Social Security’s Shrinking Footprint

The Social Security Administration is shrinking—though, as more and more baby boomers arrive at the age of SSA entitlements, the demands on it are growing.

A report issued late in August by the Government Accountability Office (GAO) documents that the Social Security Administration (SSA) has reduced its physical footprint—that is, the total square footage of its facilities—by about 5 percent, or 1.4 million square feet, in the fiscal years from 2012 to 2016. This reduction is in keeping with several ongoing mandates that the federal government reduce its physical holdings generally, among them the Freeze the Footprint (2012) and Reduce the Footprint (2015) policies.

However, these reductions may come at some cost to efficiency: The GAO report adds that in-person contacts by clients for services remain about the same as they were 10 years ago, about 43 million per year, and in any event the SSA has not developed a coherent overall plan that gives the agency tools to measure demand for services and evaluate how best to accommodate it, including by shifting some of its services online. Lacking such measurements and a stated set of program performance goals, the SSA may be missing out on opportunities both to improve services and to reduce its footprint even further.

The SSA is significant for many reasons, not least the fact that it is one of the largest civilian federal agencies and has one of the government’s largest footprints overall, with more than 1,550 facilities operational nationwide. Drawing on data and documents over a 10-year span, from 2006 to 2016, the GAO report describes trends in the agency’s footprint and service delivery model and evaluates the steps it has taken and should further take in order to lessen its footprint and improve its online presence.

SSA has three major benefit programs: Old Age and Survivors Insurance, Disability Insurance, and Supplemental Security Income. Applicants for these programs often come in person to an SSA field office to discuss with staff matters such as eligibility requirements and to review benefits.
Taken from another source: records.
Issue #510, opened 2020-06-26
Multi-location: corridor interpolation in Edit mode


candu:
**Description**
In Edit mode, the user can choose whether they want to interpolate a corridor between their selected locations by checking (or unchecking) the "include..." checkbox.

This task implements corridor interpolation, and integrates it within the location selector box and map.

**Acceptance Criteria**
- [x] in `vuex` store, separate the location selector state from the location selection;
- [x] add DAO methods for routing:
  - [x] between intersections;
  - [x] between features;
  - [x] along a multi-waypoint corridor;
- [x] add REST API endpoint that takes a location selection and uses the DAO method to return the corresponding corridor;
- [x] in location selector box, add watchers on "include..." and the list of selected locations that:
  - [x] if "include..." checked, makes a request to the REST API endpoint, and sets the location selection to the response;
  - [x] otherwise, sets the location selection to the list of selected locations;
- [x] show corridor on map: square-hole pins for intersections, filled-in line for midblocks.

PR #526, opened 2020-07-13
Backend implementation of corridor interpolation 

candu:
# Issue Addressed
This PR makes significant progress on #510 .

# Description
We introduce `RoutingDAO` to deal with routing corridors to connect multi-location selections, using `pgrouting` (thanks @jovenc @chmnata and others for your excellent notes here from previous BDITTO work!)  We also add tests for routing methods in `RoutingDAO.spec.js`.

We then add a new endpoint, `LocationController.getLocationsByCorridor`, that accepts a `CentrelineSelection` and returns a `CentrelineLocation` array representing a corridor on the waypoints in that selection.

# Tests
Pre-commit tests, `npm run test:test-db`, `npm run test:test-api`.

### DIFF
--- a/lib/ArrayUtils.js
+++ b/lib/ArrayUtils.js
@@ -218,6 +218,36 @@ class ArrayUtils {
     });
     return groups;
   }
+
+  /**
+   * Similar to the UNIX utility `uniq` and lodash's `_.sortedUniq`, returns `xs` with
+   * consecutive similar values removed.  Two values `x1`, `x2` are similar iff
+   * `key(x1) === key(x2)`.
+   *
+   * Note that this does not handle non-consecutive similar values.
+   *
+   * @param {Array} xs
+   * @param {ComparisonKey} key
+   * @see https://lodash.com/docs/4.17.15#sortedUniq
+   */
+  static consecutiveUniqBy(xs, key) {
+    const n = xs.length;
+    if (n === 0) {
+      return [];
+    }
+    let x = xs[0];
+    const xsConsecutiveUniq = [x];
+    let kPrev = key(x);
+    for (let i = 1; i < n; i++) {
+      x = xs[i];
+      const k = key(x);
+      if (k !== kPrev) {
+        xsConsecutiveUniq.push(x);
+        kPrev = k;
+      }
+    }
+    return xsConsecutiveUniq;
+  }
 }
 
 export default ArrayUtils;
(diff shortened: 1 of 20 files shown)


lib/ArrayUtils.js
```diff
@@ -218,6 +218,36 @@ class ArrayUtils {
...
+   * consecutive similar values removed.  Two values `x1`, `x2` are similar iff
+   * `key(x1) === key(x2)`.
+   *
+   * Note that this does not handle non-consecutive similar values.
+   *
+   * @param {Array} xs
+   * @param {ComparisonKey} key
+   * @see https://lodash.com/docs/4.17.15#sortedUniq
+   */
+  static consecutiveUniqBy(xs, key) {
```
candu, line 233: I _think_ it's still the right call to avoid a dependency on `lodash`, if only to help keep build times and bundle sizes manageable - but we should maybe revisit that decision later on if we keep adding more methods to `ArrayUtils`.

lib/api/WebApi.js
```diff
@@ -87,6 +87,16 @@ async function getLocationByCentreline(feature) {
...
 }
 
+async function getLocationsByCorridor(features) {
+  if (features.length === 0) {
+    return [];
+  }
+  const s1 = CompositeId.encode(features);
+  const data = { s1 };
+  const options = { data };
+  return apiClient.fetch('/locations/byCorridor', options);
```
candu, line 97: now that we have response schemas on `LocationController`, can we enforce them in the client as well just like for other endpoints?

lib/db/RoutingDAO.js
```diff
@@ -0,0 +1,280 @@
...
+   * @param {number} intersectionTo - intersection to route to
+   * @returns {IntersectionRoutingResult?} best route between `intersectionFrom` and
+   * `intersectionTo`, excluding `intersectionFrom` but including `intersectionTo`,
+   * or `null` if no such route exists
+   */
+  static async routeIntersections(intersectionFrom, intersectionTo) {
+    if (intersectionFrom === intersectionTo) {
+      return { cost: 0, route: [] };
+    }
+    const sqlVertices = `
```
candu, line 44: can we extract this part out into a separate method here that returns the bounding box as an object `{ xmin, ymin, xmax, ymax }`, or `null` if one or both vertices are missing?

PR #527, opened 2020-07-14
Integrate corridor interpolation with frontend

### LINKED ISSUE #510: Multi-location: corridor interpolation in Edit mode

candu:
# Issue Addressed
This PR closes #510 .

# Description
We add new selection states `locationsSelection` / `locationsEditSelection` alongside `locations` / `locationsEdit`.  These selection states store the user's selected locations, as well as a `selectionType` that identifies whether this is a corridor or non-corridor selection.

In `MULTI_EDIT` mode, when the user updates the `selectionType` or the list of selected locations, we call a new action `syncLocationsEdit` that updates `locationsEdit`.  In non-corridor mode, it just copies the selected locations to `locationsEdit`; in corridor mode, it additionally makes a request to our routing API, then copies the resulting corridor to `locationsEdit`.

We also provide a new action `initLocations`, which initializes `locations` and `locationsSelection` from frontend route params.

Note that these changes do _not_ affect REST API endpoints for fetching collision / study data: the intent is that we can pass `CompositeId.encode(locations)` to these endpoints, so that from their point of view a corridor is just another set of centreline features to fetch data over.

# Tests
Tested the View Map and multi-location selection flows in frontend, including toggling the corridor checkbox on and off.

There is still a known issue where `routing.centreline_vertices` and `routing.centreline_edges` contain _all_ centreline features, including ones of types not captured in `RoadIntersectionType` / `RoadSegmentType`.  We'll need to think about what the right approach there is.

### DIFF
--- a/web/components/FcPaneMap.vue
+++ b/web/components/FcPaneMap.vue
@@ -90,7 +90,7 @@
 <script>
 import mapboxgl from 'mapbox-gl/dist/mapbox-gl';
 import Vue from 'vue';
-import { mapMutations, mapState } from 'vuex';
+import { mapGetters, mapMutations, mapState } from 'vuex';
 
 import { CentrelineType, LocationMode, MapZoom } from '@/lib/Constants';
 import { debounce } from '@/lib/FunctionUtils';
@@ -221,9 +221,6 @@ export default {
         this.setLegendOptions(legendOptions);
       },
     },
-    locationsForMode() {
-      return this.locationMode === LocationMode.MULTI_EDIT ? this.locationsEdit : this.locations;
-    },
     locationsGeoJson() {
       const features = this.locationsForMode.map(
         ({ geom: geometry, ...properties }) => ({ type: 'Feature', geometry, properties }),
@@ -235,6 +232,7 @@ export default {
     },
     locationsMarkersGeoJson() {
       const waypoints = this.locationsSelectionForMode.locations;
+      const n = waypoints.length;
 
       let waypointIndex = 0;
       let waypoint = waypoints[waypointIndex];
@@ -257,15 +255,19 @@ export default {
          * We could forbid selecting the same location multiple times, but that would introduce
          * a lot of validation complexity in both frontend and backend.  It would also make it
          * impossible to select a corridor that loops back on itself.
+         *
+         * `waypointIndices` represents the subsequence of `waypoints`, starting at the current
+         * `waypointIndex`, that matches the current location.
          */
         const waypointIndices = [];
-        while (waypointIndex < waypoints.length
+        while (waypointIndex < n
           && propertiesRest.centrelineType === waypoint.centrelineType
           && propertiesRest.centrelineId === waypoint.centrelineId) {
           waypointIndices.push(waypointIndex);
           waypointIndex += 1;
           waypoint = waypoints[waypointIndex];
         }
+        const k = waypointIndices.length;
 
         /*
          * `locationIndex === null` here indicates that the location is not a waypoint, and
@@ -273,7 +275,6 @@ export default {
          */
         let locationIndex = -1;
         let selected = false;
-        const k = waypointIndices.length;
         if (k === 0) {
           if (propertiesRest.centrelineType === CentrelineType.SEGMENT) {
             // We only show corridor markers at intersections.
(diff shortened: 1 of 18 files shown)


web/components/FcPaneMapPopup.vue
```diff
@@ -295,7 +300,8 @@ export default {
         if (this.featureLocationsEditIndex !== -1) {
           return false;
         }
-        return this.locationEditIndex === -1 && this.locationsEdit.length >= MAX_LOCATIONS;
+        return this.locationsEditIndex === -1
+          && this.locationsEditSelection.locations.length >= MAX_LOCATIONS;
```
candu, line 304: can we move this condition (the `length >= MAX_LOCATIONS` one) to a getter, e.g. `locationsEditFull`?  we can then use it here and in `FcPaneMapPopup`.

web/components/inputs/FcSelectorMultiLocation.vue
```diff
@@ -6,15 +6,15 @@
...
-            v-model="locationsEdit[i]"
+            v-model="locationsEditSelection.locations[i]"
             :location-index="i"
-            :selected="i === locationEditIndex"
+            :selected="i === locationsEditIndex"
             @focus="setLocationEditIndex(i)"
             @location-remove="actionRemove" />
           <FcInputLocationSearch
-            v-if="locationsEdit.length < MAX_LOCATIONS"
+            v-if="locationsEditSelection.locations.length < MAX_LOCATIONS"
```
candu, line 17: see previous comment - please use new getter here as well

web/components/inputs/FcSelectorMultiLocation.vue
```diff
@@ -153,37 +175,56 @@ export default {
     },
     messagesMaxLocations() {
       if (this.locationMode !== LocationMode.MULTI_EDIT
-        || this.locationsEdit.length < MAX_LOCATIONS) {
+        || this.locationsEditSelection.locations.length < MAX_LOCATIONS) {
```
candu, line 178: and here

web/components/FcPaneMap.vue
```diff
@@ -234,30 +234,87 @@ export default {
...
-          properties.selected = i === this.locationEditIndex;
+
+        /*
+         * It is possible for the current location to match multiple consecutive waypoints.
+         * We could forbid selecting the same location multiple times, but that would introduce
+         * a lot of validation complexity in both frontend and backend.  It would also make it
+         * impossible to select a corridor that loops back on itself.
+         */
+        const waypointIndices = [];
+        while (waypointIndex < waypoints.length
```
candu, line 262: can we set `const n = waypoints.length` above and use that here?  (this helps preserve the common `k` of `n` naming convention from various branches of mathematics, which would probably help make it clearer that `waypointIndices` identifies a subsequence of `waypoints`.  also we should say that explicitly in the comment here.)

candu: (I'd also love to get this under test, as it's an outlier among computed properties in terms of its complexity...but that will likely have to wait until we have spare cycles to build up some UI unit tests.)

web/components/FcPaneMap.vue
```diff
@@ -234,30 +234,87 @@ export default {
...
+        const feature = { type: 'Feature', geometry, properties };
+        features.push(feature);
       });
+
       return {
         type: 'FeatureCollection',
         features,
       };
     },
+    locationsSelectionForMode() {
```
candu, line 313: can we make this and `locationsForMode` getters as well?  after all, they depend exclusively on `vuex` state, and are likely to be used elsewhere once we start to build out View Data.

PR #550, opened 2020-07-30
Integrate analytics using the Oracle Infinity Data Collection API

### LINKED ISSUE #549: Investigate analytics integration using Data Collection API
**Description**
Previously we experimented with the City's installation of Oracle Infinity, and managed to get live page loads working properly.  That said, given that MOVE is a single-page application, we need a bit more fine-grained information than simply page loads.

This task investigates the [Data Collection API](https://docs.oracle.com/en/cloud/saas/marketing/infinity-user/Help/data_collection/dcapi.htm) as a promising way to integrate analytics more deeply within MOVE.

**Acceptance Criteria**
- [x] craft a `curl` command line that successfully sends an event via the Data Collection API, and verify that we can see that event in the dashboard;
- [x] based on information that needs to be passed there, decide whether DC API calls can be made from frontend or should be queued up in backend;
- [x] create a new module, `AnalyticsClient`, that sends along events as it receives them;
- [x] call `AnalyticsClient` from the following places:
  - [x] in the `created` hook to `App.vue`;
  - [x] in an `afterEach` hook to our Vue router;
  - [x] from a handful of action buttons (e.g. mode switches) that don't result in the previous changes;
- [ ] investigate event batching / debouncing approaches.

candu:
# Issue Addressed
This PR closes #549 .

# Description
We investigate the use of the [Oracle Infinity Data Collection API](https://docs.oracle.com/en/cloud/saas/marketing/infinity-user/Help/data_collection/dcapi.htm) to dynamically log events from MOVE.  This PR logs several types of events:

- all route transitions, including the initial page load;
- all button clicks;
- all clicks on elements of the left navigation bar;
- all sign in / sign out events;
- all search queries sent to the location suggestion API.

This was more complicated than originally supposed - the main wrinkles here were the [number of possible parameters](https://docs.oracle.com/en/cloud/saas/marketing/infinity-user/Help/parameters/reference.htm) to this API, and the difficulty of finding sets of parameters that result in events actually showing up in the dashboard.  Getting to a working set of events required us to carefully read through this documentation to find relevant parameters, observe `dcs.gif` requests sent by other City properties that use the `<script>` tag (e.g. the main toronto.ca website), craft `curl` requests to generate analytics events, and finally verify whether those events showed up in the dashboard.

(It didn't help that some of the documentation is flat out wrong or outdated.  When does that ever happen?  😬 )

Once that was done, we took those working `curl` requests and packaged them up into their `window.fetch()` equivalents in a new module `AnalyticsClient`.  Here there was another challenge: this client needs to both be accessible to components in our Vue app, and to have a reference to that Vue app internally to extract application state for logging - a circular dependency!  The solution was to export a singleton instance of `AnalyticsClient` from `@/web/analytics/analyticsClient`, extend `Vue.prototype` _before_ instantiating the Vue app to inject this instance into all components, and then finally call a `setAppContext` method to provide the app context to this client.

All in all: more work than expected, and there may still be rough edges around logging analytics events, but the path to making further changes is much better understood now.

# Tests
Tested individual events via `curl` / checking the dashboard.  Tested `AnalyticsClient` integration by checking in devtools Network tab that analytics requests are sent, and checking in the Oracle Infinity dashboard that those events can be viewed there.

### DIFF
--- a/web/main.js
+++ b/web/main.js
@@ -69,6 +69,12 @@ const vuetify = new Vuetify({
   },
 });
 
+/*
+ * Inject the singleton analytics client into all Vue components as `this.$analytics`.
+ * See https://vuejs.org/v2/guide/plugins.html#Writing-a-Plugin for why this works.
+ *
+ * Note that, at this point, `analyticsClient.appContext === null`.
+ */
 Object.defineProperty(Vue.prototype, '$analytics', {
   get() { return analyticsClient; },
 });
@@ -79,4 +85,17 @@ const appContext = new Vue({
   store,
   vuetify,
 }).$mount('#app');
+
+/*
+ * Once the application context has been created above, set that context in our
+ * singleton analytics client.
+ *
+ * Note that, due to the tick-based nature of Vue rendering, this will be called
+ * before any components actually render, and definitely before `router.afterEach()`
+ * is reached.  This allows us to ensure that `analyticsClient.appContext !== null`
+ * before any analytics events are sent.
+ *
+ * This two-stage init / set approach is necessary to avoid a circular dependency
+ * between the application context and the analytics client.
+ */
 analyticsClient.setAppContext(appContext);
--- a/web/main.js
+++ b/web/main.js
@@ -4,11 +4,12 @@ import Vuelidate from 'vuelidate';
 import Vuetify from 'vuetify/lib/framework';
 import en from 'vuetify/es5/locale/en';
 
-import App from '@/web/App.vue';
-import router from '@/web/router';
-import store from '@/web/store';
 import { formatDuration } from '@/lib/StringFormatters';
 import TimeFormatters from '@/lib/time/TimeFormatters';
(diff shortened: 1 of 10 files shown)


web/router.js
```diff
@@ -242,6 +243,10 @@ router.beforeEach(async (to, from, next) => {
       }
     } else {
       next(false);
+
+      const event = analyticsClient.signInEvent();
```
candu, line 247: with several of these events, we've made deliberate judgments about what sequence they should occur in.  we should either document those judgments at these callsites, or in `AnalyticsClient` itself (as some normative advice on how to use this).

web/main.js
```diff
@@ -68,9 +69,14 @@ const vuetify = new Vuetify({
   },
 });
 
-new Vue({
+Object.defineProperty(Vue.prototype, '$analytics', {
```
candu, line 72: the exact sequence of calls here is important.  can we document this too?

Some of this in-person work has been relieved by telephone calls, and almost all of the agency’s key services, from applying for retirement benefits to obtaining a replacement Social Security card, are now available online, if not always easily for those constituents who are uncomfortable with computer technology and digital interfaces.

Current federal policies require that the SSA reduce its leased and owned space, although about half of that space was determined, on review by the Office of Management and Budget (OMB) and General Services Administration (GSA), to be “public-facing,” that is, serving public needs in person, and therefore exempt from those reduction-targeting requirements; the target for FY 2016 was therefore reduced from 260,000 to 120,000 square feet. Overall, the report suggests, the agency has more than met its goals, reducing the size of offices, disposing of or vacating more than 80 properties, moving from leased office and warehouse facilities into ones owned by the federal government, and, in some pilot programs, co-locating with other agencies such as the Internal Revenue Service. Even so, agency physical plant costs remained about the same until last year, when, for instance, the cost of leasing space fell by 3 percent over 2012.

Even as online services provided by the agency grow, the number of in-person office visits has not declined during this period. The GAO report offers an explanation: the raw number may not have fallen, but given that the overall U.S. population has grown by 7 percent and the demand for SSA services by more than 20 percent since 2009, that the number of those visits has not grown suggests that the online presence has been a relief valve of sorts. What remains for the SSA, the report adds, is to develop better means to consistently evaluate these services and develop performance goals.

The GAO report makes five recommendations for executive action, including developing a long-term facility plan that sets explicit, measurable goals for service delivery; setting a plan for field office physical space that reflects the fact that demand for SSA services will grow, not shrink, in the near future; and make better use of technology for “alternative customer services approaches”—including ways to encourage technology-shy or technophobic older citizens to make fuller use of online services. The report suggests that beneficial effects will follow: For example, greater use of online forms means less physical space required for filing cabinets in which to store documents, once a major consideration in space planning and office design.

SSA has endorsed each of the GAO’s five recommendations. The question is when and how it will act on them. Those actions will impact the federal leasing market substantially, especially as more GSA leases are devoted to Social Security than any other agency.